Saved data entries
PR #1447, opened 2024-08-27
bluetooth: Use different arch directory per bsim platform

ilhanates:
A seperate arch directory is defined per bsim platform to be able to use different plarforms in the same build process


common.cmake
```diff
@@ -56,8 +56,12 @@ function(nrfxlib_calculate_lib_path lib_path)
     elseif(DEFINED CONFIG_SOC_NRF54H20_CPURAD)
       set(arch_soc_dir ${arch_soc_dir}_cpurad)
     endif()
-  elseif(CONFIG_SOC_SERIES_BSIM_NRFXX)
-    set(arch_soc_dir "bsim_nrfxx")
+  elseif(CONFIG_SOC_SERIES_BSIM_NRF52X)
```
hermabe, line 59: We dont use this function in mpsl/sdc anymore but I guess it is ok to add it here as well.

hermabe (approved):

jori-nordic (approved):

PR #2159, opened 2026-06-12
nrf_rpc: Reset decode_done_event so event_wait always works

inductivekickback:
If the transport is auto_free_rx_buf then the receive_handler must not return until after the packet has been decoded. Without this patch some code path sets the decode_done_event without a corresponding nrf_rpc_os_event_wait (not necessarily a bug) and then the event_wait stops working as intended.

Depends on nrfconnect/sdk-nrf/pull/29541


MarekPorwisz (approved):

kderda (approved):
LGTM, thanks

_ACTIVITY:_ I would like you to return every entry exactly, with nothing changed.

_RESULT FOR THIS TASK:_
PR #1447, opened 2024-08-27
bluetooth: Use different arch directory per bsim platform

ilhanates:
A seperate arch directory is defined per bsim platform to be able to use different plarforms in the same build process


common.cmake
```diff
@@ -56,8 +56,12 @@ function(nrfxlib_calculate_lib_path lib_path)
     elseif(DEFINED CONFIG_SOC_NRF54H20_CPURAD)
       set(arch_soc_dir ${arch_soc_dir}_cpurad)
     endif()
-  elseif(CONFIG_SOC_SERIES_BSIM_NRFXX)
-    set(arch_soc_dir "bsim_nrfxx")
+  elseif(CONFIG_SOC_SERIES_BSIM_NRF52X)
```
hermabe, line 59: We dont use this function in mpsl/sdc anymore but I guess it is ok to add it here as well.

hermabe (approved):

jori-nordic (approved):

PR #2159, opened 2026-06-12
nrf_rpc: Reset decode_done_event so event_wait always works

inductivekickback:
If the transport is auto_free_rx_buf then the receive_handler must not return until after the packet has been decoded. Without this patch some code path sets the decode_done_event without a corresponding nrf_rpc_os_event_wait (not necessarily a bug) and then the event_wait stops working as intended.

Depends on nrfconnect/sdk-nrf/pull/29541


MarekPorwisz (approved):

kderda (approved):
LGTM, thanks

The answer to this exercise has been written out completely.